KVM run and exit

Qemu run vcpu:

kvm_cpu_exec()

- kvm_vcpu_ioctl(cpu, KVM_RUN, 0)
- switch (run->exit_reason) ...

KVM_RUN vcpu_ioctl:

[x86]

   kvm_vcpu_ioctl()
=> kvm_arch_vcpu_ioctl_run() // x86 version
=> vcpu_run()                // infinite loop for VM
=> vcpu_enter_guest()

   - kvm_x86_op->run() = vmx_vcpu_run()

     - run guest OS. // inline asm, VMLAUNCH
     - vmx->exit_reason = vmcs_read32(VM_EXIT_REASON);

   - kvm_x86_op->handle_exit() = vmx_handle_exit()
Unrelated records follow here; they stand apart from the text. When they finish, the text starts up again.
PR #2831, opened 2022-08-15
testing: add `testCommand` util

JadenSimon:
## Problem
Not obvious how to test commands without splitting up the logic. 
This is only applicable when the command itself requires fakes.

## Solution
Add util function to create testable versions of commands. It's not perfect because VS Code commands are meant to be global and unique whereas testing often requires test versions of things. The implementation is also fragile but acceptable for simple tests.

## License

### DIFF
--- a/docs/CODE_GUIDELINES.md
+++ b/docs/CODE_GUIDELINES.md
@@ -143,6 +143,9 @@ that is a net cost.
 
     -   [Testing Refresh Button](https://github.com/aws/aws-toolkit-vscode/blob/b34c8f7650c862c388992781844695b014b5d974/src/test/shared/ui/prompters/rolePrompter.test.ts#L58-L65)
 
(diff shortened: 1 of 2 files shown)


justinmk3:
mention in https://github.com/aws/aws-toolkit-vscode/blob/master/docs/CODE_GUIDELINES.md#test-guidelines ?

JadenSimon:
> mention in https://github.com/aws/aws-toolkit-vscode/blob/master/docs/CODE_GUIDELINES.md#test-guidelines ?

Yeah I guess I should add a brief mention. I think ideally this utility function shouldn't be used but in order to that we first need to initialize extension sub-modules in a 'test mode'

justinmk3 (approved):

jpinkney-aws (approved):

PR #2888, opened 2022-09-16
feat(codewhisperer): Add inline Completion

leigaol:
## Problem

The current editor.edit based inline suggestion has many problems & bugs that sometimes glitches, removes user's code.

### Summary
With this feature, the official inlineCompletion API will be enabled for users who are using VS Code >= 1.68.0 and has `editor.suggest.enabled` = true. Otherwise the inline completion fallbacks to previous solution. AWS Cloud9 uses will still use intelliSense as its suggestion API.  

### Files changed

In the activation.ts file, we added extra if else branch to enabled switching between inlineCompletionAPI vs previous inline completion. The plugin will reload if user changes `editor.suggest.enabled` to re-register disposables for different inline completion API. Similar if-else control were also added to invokeRecommendation.ts and keystrokeHandler.ts

The onInlineAcceptance.ts file implements a callback function when an inlineCompletionItem is accepted for the new inlineCompletion code path. The inlineCompletionService.ts file implements a class that integrate all inline completion related logic for the new inlineCompletion code path. To avoid the extra cost of maintaining two code paths, in the long run, when most users have migrated to VSC >= 1.68.0, we can drop the previous inline experience by removing onAcceptance.ts and inlineCompletion.ts.

VS Code inline completion API is copied into src/shared/vscode/inlineCompletion.ts

### "Hacks" implemented in this PR 

1. To support pagination, the *inlineCompletionProvider* is disposed and re-registered each time the plugin receives a new paginated response from server. 

2. To avoid the “*Click Next/Previous button making suggestion disappear*” bugs in inline suggestion popup & to avoid using the suggestion popup that is not customizable, the configuration *editor.hover.enabled* is temporarily disabled(this also disables other hover widget from other plugins) when an inline suggestion is active and restored when inline suggestion is rejected or accepted or after 10 seconds.

3. To know the current active inline suggestion index in order to show relevant code reference text:
    Show Previous, Show Next Suggestion commands are temporarily overridden to dispose and re-register a new *inlineCompletionProvider* that has only one suggestion item so that we know which item is shown
The current active inline suggestion index is maintained in our plugin instead of inside VS Code. By maintaining the index in our plugin, we implemented suggestion navigation that stops at left/rightmost index instead of looping over all suggestions.

4. To support multi-line typeahead (native API only support one line typeahead), the ghost text and its range are split by line. The ghost text will be updated whenever typeahead reaches a new line.

5. User's keybinding of showNext, showPrevious will be overwritten to left, right arrow if they are using system default.

When inlineCompletionAdditions API(https://github.com/microsoft/vscode/blob/main/src/vscode-dts/vscode.proposed.inlineCompletionsAdditions.d.ts#L10)  is released, we can remove 2 and 3.

## License


src/codewhisperer/commands/onInlineAcceptance.ts
```diff
@@ -0,0 +1,113 @@
...
+                    insertSpaces: true,
+                }
+            )
+            if (edits && acceptanceEntry.editor) {
+                const wEdit = new WorkspaceEdit()
+                wEdit.set(acceptanceEntry.editor.document.uri, edits)
+                await workspace.applyEdit(wEdit)
+            }
+        }
+        vsCodeState.isCodeWhispererEditing = false
```
JadenSimon, line 71: Wouldn't hurt to handle failures as `isCodeWhispererEditing` is being used as a lock:
```ts
try {
    // ...
} finally {
    vsCodeState.isCodeWhispererEditing = false
}
```

src/codewhisperer/service/inlineCompletionService.ts
```diff
@@ -0,0 +1,452 @@
...
+        await HoverConfigUtil.instance.restoreHoverConfig()
+        vsCodeState.isCodeWhispererEditing = false
+        this.referenceProvider?.removeInlineReference()
+        RecommendationHandler.instance.cancelPaginatedRequest()
+        RecommendationHandler.instance.reportUserDecisionOfCurrentRecommendation(editor, -1)
+        RecommendationHandler.instance.clearRecommendations()
+        this.disposeInlineCompletion()
+        this.setCodeWhispererStatusBarOk()
+        this.disposeCommandOverrides()
+        this.clearRejectionTimer()
```
JadenSimon, line 243: This is _a lot_ of state to keep track of for a single class. Any ideas for removing some of it?

src/codewhisperer/service/keyStrokeHandler.ts
```diff
@@ -190,6 +192,17 @@ export class KeyStrokeHandler {
                 } finally {
                     RecommendationHandler.instance.isGenerateRecommendationInProgress = false
                 }
+            } else if (isInlineCompletionEnabled()) {
+                if (!vsCodeState.isCodeWhispererEditing && !InlineCompletionService.instance.isPaginationRunning()) {
```
JadenSimon, line 196: Usually it's better to hide these types of guards within the implementation rather than making it the caller's responsibility.

src/codewhisperer/service/inlineCompletionService.ts
```diff
@@ -0,0 +1,452 @@
...
+                )
+
+                if (RecommendationHandler.instance.checkAndResetCancellationTokens()) {
+                    RecommendationHandler.instance.reportUserDecisionOfCurrentRecommendation(editor, -1)
+                    RecommendationHandler.instance.clearRecommendations()
+                    this.setCodeWhispererStatusBarOk()
+                    return
+                }
+
+                if (!this.isCurrentCompletionInProgress()) {
```
JadenSimon, line 287: What's the point of this? Are we silently skipping an update if the completion provider is providing results?
The current impl. is not async so `isCurrentCompletionInProgress` should always be false

src/codewhisperer/service/inlineCompletionService.ts
```diff
@@ -0,0 +1,452 @@
...
+
+    setReferenceInlineProvider(provider: ReferenceInlineProvider) {
+        this.referenceProvider = provider
+    }
+
+    setExtContext(context: ExtContext) {
+        this.extContext = context
+    }
+
+    async getPaginatedRecommendation(
```
JadenSimon, line 254: This is not specific to this PR but the way CodeWhisperer currently does pagination feels overly complicated. We should try to simplify it in a separate PR.

src/codewhisperer/service/inlineCompletionService.ts
leigaol: I should just rename this function to `isCurrentSuggestionVisible`. It avoids an update if a suggestion is already visible.

It won't always be false.

isCurrentCompletionInProgress(): boolean {
        return this.inlineCompletionProvider?.getActiveItemIndex !== undefined
    }

src/codewhisperer/service/keyStrokeHandler.ts
leigaol: Agree. Will move it inside.

src/codewhisperer/service/inlineCompletionService.ts
leigaol: Agree

src/codewhisperer/activation.ts
```diff
@@ -269,10 +291,72 @@ export async function activate(context: ExtContext): Promise<void> {
...
+                 * 2. It is not a backspace
+                 * 3. It is not caused by CodeWhisperer editing
+                 * 4. It is not from undo/redo.
+                 */
+                if (
+                    e.document === vscode.window.activeTextEditor?.document &&
+                    runtimeLanguageContext.isLanguageSupported(e.document.languageId) &&
+                    e.contentChanges.length != 0 &&
+                    !vsCodeState.isCodeWhispererEditing &&
+                    !JSON.stringify(e).includes('reason')
```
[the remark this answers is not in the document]
leigaol: `reason` field is removed.

src/codewhisperer/service/inlineCompletionService.ts
```diff
@@ -0,0 +1,452 @@
...
+    )
+    private nextCommand = Commands.declare(
+        'editor.action.inlineSuggest.showNext',
+        (context: ExtContext) => async () => {
+            await this.showRecommendation(1)
+        }
+    )
+    private hideCommand = Commands.declare('editor.action.inlineSuggest.hide', (context: ExtContext) => async () => {
+        await this.clearInlineCompletionStates(vscode.window.activeTextEditor)
+    })
```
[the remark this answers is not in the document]
leigaol: Great suggestion. Those changes have been committed.

src/codewhisperer/service/inlineCompletionService.ts
```diff
@@ -0,0 +1,452 @@
...
+    }
+}
+
+export class InlineCompletionService {
+    private referenceProvider?: ReferenceInlineProvider
+    private inlineCompletionProvider?: CodeWhispererInlineCompletionItemProvider
+    private inlineCompletionProviderDisposable?: vscode.Disposable
+    private maxPage = 100
+    private statusBar: vscode.StatusBarItem
+    private extContext?: ExtContext
```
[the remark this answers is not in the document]
leigaol: `ExtContext` is now removed. 

I added comments to explain that this command override only happens during a suggestion lifecycle. It is only effective starting from  "user starts invocation" to "suggestion is cleared/accepted". This is to minimize impact on other plugins that uses this inlineCompletion API.

src/codewhisperer/service/inlineCompletionService.ts
```diff
@@ -0,0 +1,452 @@
...
+    }
+
+    isPaginationRunning() {
+        return this.statusBar.text === ` $(loading~spin)CodeWhisperer`
+    }
+
+    /**
+     * Override keybindings for next, previous suggestion
+     * only when user did not set those keybindings
+     */
```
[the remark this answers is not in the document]
leigaol: This method is now moved to a separate util  function and test cases are added.

src/codewhisperer/service/inlineCompletionService.ts
```diff
@@ -0,0 +1,452 @@
...
+            if (overrides.length > 0) {
+                let newKeybindings = ''
+                if (origin.includes('[') && origin.includes(']')) {
+                    newKeybindings = overrides + origin.substring(origin.indexOf('[') + 1, origin.lastIndexOf(']'))
+                } else {
+                    newKeybindings = overrides
+                }
+                fs.writeFileSync(
+                    keybindingsPath,
+                    `// Place your key bindings in this file to override the defaults\n[\n${newKeybindings}]`
```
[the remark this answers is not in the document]
leigaol: The comment has been removed.

src/codewhisperer/service/inlineCompletionService.ts
```diff
@@ -0,0 +1,452 @@
...
+                            new vscode.Range(start, end),
+                            i,
+                            r.content,
+                            RecommendationHandler.instance.requestId,
+                            RecommendationHandler.instance.sessionId,
+                            TelemetryHelper.instance.triggerType,
+                            TelemetryHelper.instance.completionType,
+                            runtimeLanguageContext.getLanguageContext(document.languageId).language,
+                            r.references,
+                        ],
```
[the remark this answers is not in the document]
leigaol: Good suggestion. Can I fix this in a different refactor PR? Reasons are 
1. The acceptance command is referencing some variables like referenceLogViewProvider, referenceHoverProvider which were created in activation.ts. I need to first decouple the reference instances from activation.ts.
2. To do 1, I need to also update the previous onAcceptance code path, which is not within the scope of this new inline Code path PR. Changing onAcceptance code path will also make this PR hard to review.

src/codewhisperer/service/inlineCompletionService.ts
leigaol: As discussed in the description, when inlineCompletionAdditions API(https://github.com/microsoft/vscode/blob/main/src/vscode-dts/vscode.proposed.inlineCompletionsAdditions.d.ts#L10) is published, we can remove some states.

src/codewhisperer/service/inlineCompletionService.ts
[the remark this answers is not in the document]
JadenSimon: >  Can I fix this in a different refactor PR? 

Yeah separate PR makes sense to me.

src/codewhisperer/util/keybindingUtil.ts
```diff
@@ -0,0 +1,58 @@
...
+        getLogger().error(`Failed to update user keybindings, error ${error}`)
+    }
+}
+
+export function getKeybindingsPath(): string {
+    const home = os.homedir()
+    if (process.platform === 'win32') {
+        return path.join(home, CodeWhispererConstants.keyBindingPathWin)
+    } else if (process.platform === 'darwin') {
+        return path.join(home, CodeWhispererConstants.keyBindingPathMac)
```
JadenSimon, line 54: These paths might be outdated. The VS Code source uses [this](https://github.com/microsoft/vscode/blob/84c46b71a5d292a0a9c6cae60e850088270db37d/src/vs/platform/environment/node/userDataPath.js#L49) and [this](https://github.com/microsoft/vscode/blob/84c46b71a5d292a0a9c6cae60e850088270db37d/src/vs/platform/environment/common/environmentService.ts#L54)

Of course, we should think of alternative solutions at this point. Do you know if adding keybindings via `package.json` + custom `when` clause works? That would be more robust and user-friendly instead of writing to the `keybindings.json` file. We can do that in a separate PR, assuming it works.

src/codewhisperer/activation.ts
```diff
@@ -98,14 +102,17 @@ export async function activate(context: ExtContext): Promise<void> {
...
                     }
                 }
                 vscode.commands.executeCommand('aws.codeWhisperer.refresh')
             }
             if (configurationChangeEvent.affectsConfiguration('aws.codeWhisperer')) {
                 referenceLogViewProvider.update()
             }
+            if (configurationChangeEvent.affectsConfiguration('editor.inlineSuggest.enabled')) {
+                await vscode.commands.executeCommand('workbench.action.reloadWindow')
+            }
```
JadenSimon, line 115: We have to ask the user before reloading the window automatically. Could show a notification, something like: "Inline suggestion settings changed. The current window needs to be reloaded for this to take affect." with a button "Reload Now".

src/codewhisperer/activation.ts
```diff
@@ -232,6 +239,22 @@ export async function activate(context: ExtContext): Promise<void> {
         )
     }
 
+    function hideStatusBar() {
+        if (isInlineCompletionEnabled()) {
+            InlineCompletionService.instance.hideCodeWhispererStatusBar()
+        } else {
+            InlineCompletion.instance.hideCodeWhispererStatusBar()
+        }
```
JadenSimon, line 247: Are there two status bars now?

leigaol: Only one status bar.

JadenSimon: Okay, I see now that the goal is to keep the legacy implementation as isolated as possible so it can be cut in its entirety. 

> To avoid the extra cost of maintaining two code paths, in the long run, when most users have migrated to VSC >= 1.68.0, we can drop the previous inline experience by removing onAcceptance.ts and inlineCompletion.ts.

What's our threshold for this? Other than Cloud9, >95% of users are already on 1.68+.

leigaol: >keep the legacy implementation as isolated as possible so it can be cut in its entirety.

Yes.

>What's our threshold for this?

Not sure. This threshold is defined by Product. In my opinion, 95% is close but not good enough. 98% sounds good.

src/codewhisperer/activation.ts
leigaol: Added this button in https://github.com/aws/aws-toolkit-vscode/pull/2888/commits/bd730768b2a7e60147a88ecfb7974f103b0e8c32

src/codewhisperer/models/constants.ts
```diff
@@ -196,3 +196,8 @@ export const cloud9AccessStateKey = 'cloud9AccessStateKey'
 export const cloud9AccessSent = 'Access requested!'
 
 export const cloud9AccessAlreadySent = 'Access has already been requested, we are still processing it.'
+
+export const reloadWindow = 'Reload Now'
+
+export const reloadWindowPrompt =
+    'Inline suggestion settings changed. The current window needs to be reloaded for this to take affect.'
```
JadenSimon, line 203: Thinking we want to clarify that is this for CodeWhisperer  but the wording feels clunky
```suggestion
    'Inline suggestion settings changed. The current window needs to be reloaded for CodeWhisperer to use these changes.'
```

src/codewhisperer/util/keybindingUtil.ts
leigaol: >Do you know if adding keybindings via package.json + custom when clause works?

It does work. I tested https://github.com/aws/aws-toolkit-vscode/pull/2888/commits/b90b8cf44f2ed708db0cdef1c5902803e552239c

src/test/codewhisperer/commands/onInlineAcceptance.test.ts
```diff
@@ -0,0 +1,188 @@
...
+                    sessionId: '',
+                    triggerType: 'OnDemand',
+                    completionType: 'Line',
+                    language: 'python',
+                    references: fakeReferences,
+                },
+                extensionContext.globalState
+            )
+            const actualArg = trackerSpy.getCall(0).args[0]
+            assert.ok(trackerSpy.calledOnce)
```
JadenSimon, line 136: Would it be possible to use `CodeWhispererTracker.flush()` + `assertTelemetry` instead of a spy?

src/codewhisperer/service/inlineCompletionService.ts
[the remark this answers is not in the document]
leigaol: Changes are in https://github.com/leigaol/aws-toolkit-vscode/tree/refactorAcceptance. Will submit once this PR is merged.

JadenSimon (approved):

src/codewhisperer/models/constants.ts
```diff
@@ -196,3 +196,8 @@ export const cloud9AccessStateKey = 'cloud9AccessStateKey'
 export const cloud9AccessSent = 'Access requested!'
 
 export const cloud9AccessAlreadySent = 'Access has already been requested, we are still processing it.'
+
+export const reloadWindow = 'Reload Now'
```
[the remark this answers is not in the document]
leigaol: >And the way we do localization now is somewhat tedious

Agree.

src/codewhisperer/service/inlineCompletionService.ts
```diff
@@ -0,0 +1,395 @@
...
+    hideCodeWhispererStatusBar() {
+        this.statusBar.hide()
+    }
+
+    isSuggestionVisible(): boolean {
+        return this.inlineCompletionProvider?.getActiveItemIndex !== undefined
+    }
+
+    isPaginationRunning() {
+        return this.statusBar.text === ` $(loading~spin)CodeWhisperer`
```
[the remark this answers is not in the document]
leigaol: I can fix it in a pagination refactor PR.

package.json
```diff
@@ -2958,6 +2958,16 @@
                 "key": "tab",
                 "mac": "tab",
                 "when": "editorTextFocus && CODEWHISPERER_SERVICE_ACTIVE"
+            },
+            {
+                "key": "right",
+                "command": "editor.action.inlineSuggest.showNext",
+                "when": "inlineSuggestionVisible && !editorReadonly"
```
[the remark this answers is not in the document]
leigaol: `CODEWHISPERER_SERVICE_ACTIVE` is specific to the legacy implementation

zixlin7 (approved):

src/codewhisperer/commands/onInlineAcceptance.ts
```diff
@@ -0,0 +1,98 @@
...
+ */
+export async function onInlineAcceptance(
+    acceptanceEntry: OnRecommendationAcceptanceEntry,
+    globalStorage: vscode.Memento
+) {
+    RecommendationHandler.instance.cancelPaginatedRequest()
+    InlineCompletionService.instance.disposeInlineCompletion()
+
+    if (acceptanceEntry.editor) {
+        sleep(CodeWhispererConstants.vsCodeCursorUpdateDelay)
```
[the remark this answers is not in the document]
leigaol: I added await in the latest commit.

src/test/codewhisperer/commands/onInlineAcceptance.test.ts
leigaol: This test case checks whether an object is enqueued into the tracker, however, what is does is almost duplicating with test case  `it('Should report telemetry that records this user decision event'` . So I removed this enqueue check test case.

Test case `it('Should report telemetry that records this user decision event'` already covers `assertTelemetry`.

src/codewhisperer/util/commonUtil.ts
```diff
@@ -27,6 +32,14 @@ export function isAwsError(error: any): boolean {
     )
 }
 
+export function isInlineCompletionEnabled() {
+    return (
+        semver.gte(vscode.version, '1.68.0') &&
+        vscode.workspace.getConfiguration('editor').get('inlineSuggest.enabled') &&
```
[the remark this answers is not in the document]
leigaol: The suggested change has been committed.

leigaol:
The CI failure is not relevant with this PR

> 1 failing
>   1) detectCdkProjects
>        detects deep projects:
>      AssertionError [ERR_ASSERTION]: Expected values to be strictly equal:

JadenSimon (approved):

     - kvm_vmx_exit_handlers[vmx->exit_reason]

[arm64]

   kvm_vcpu_ioctl()
=> kvm_arch_vcpu_ioctl_run()

   [1] ret = kvm_call_hyp(__kvm_vcpu_run, vcpu);

       [ ] kvm_call_hyp == __kvm_call_hyp // kvm_call_hyp at ``arch/arm64/include/asm/kvm_host.h``
       [ ] __kvm_vcpu_run == __guest_run
       [2] __guest_run() // at ``arch/arm64/kvm/hyp/switch.c``

           [3] vcpu = kern_hyp_va(vcpu);
           [3] host_ctxt = kern_hyp_va(vcpu->arch.host_cpu_context);
           [3] again: exit_code = __guest_enter(vcpu, host_ctxt); // at ``arch/arm64/kvm/hyp/entry.S``

               [4] run guest OS by exception return instruction (ERET) // PC = ELR_hyp, CPSR = SPSR_hyp

           [3] if (exit_code == ARM_EXCEPTION_TRAP && !__populate_fault_info(vcpu)) goto again

   [1] handle_exit() // arm64/kvm/handle_exit.c , arm/kvm/handle_exit.c

       [2] arm_exit_handlers[]

  • QEMU / KVM interface

    • enter: kvm_vcpu_ioctl(KVM_RUN)

    • exit: ioctl syscall return, struct kvm_run (shared memory, mmap vcpu_fd)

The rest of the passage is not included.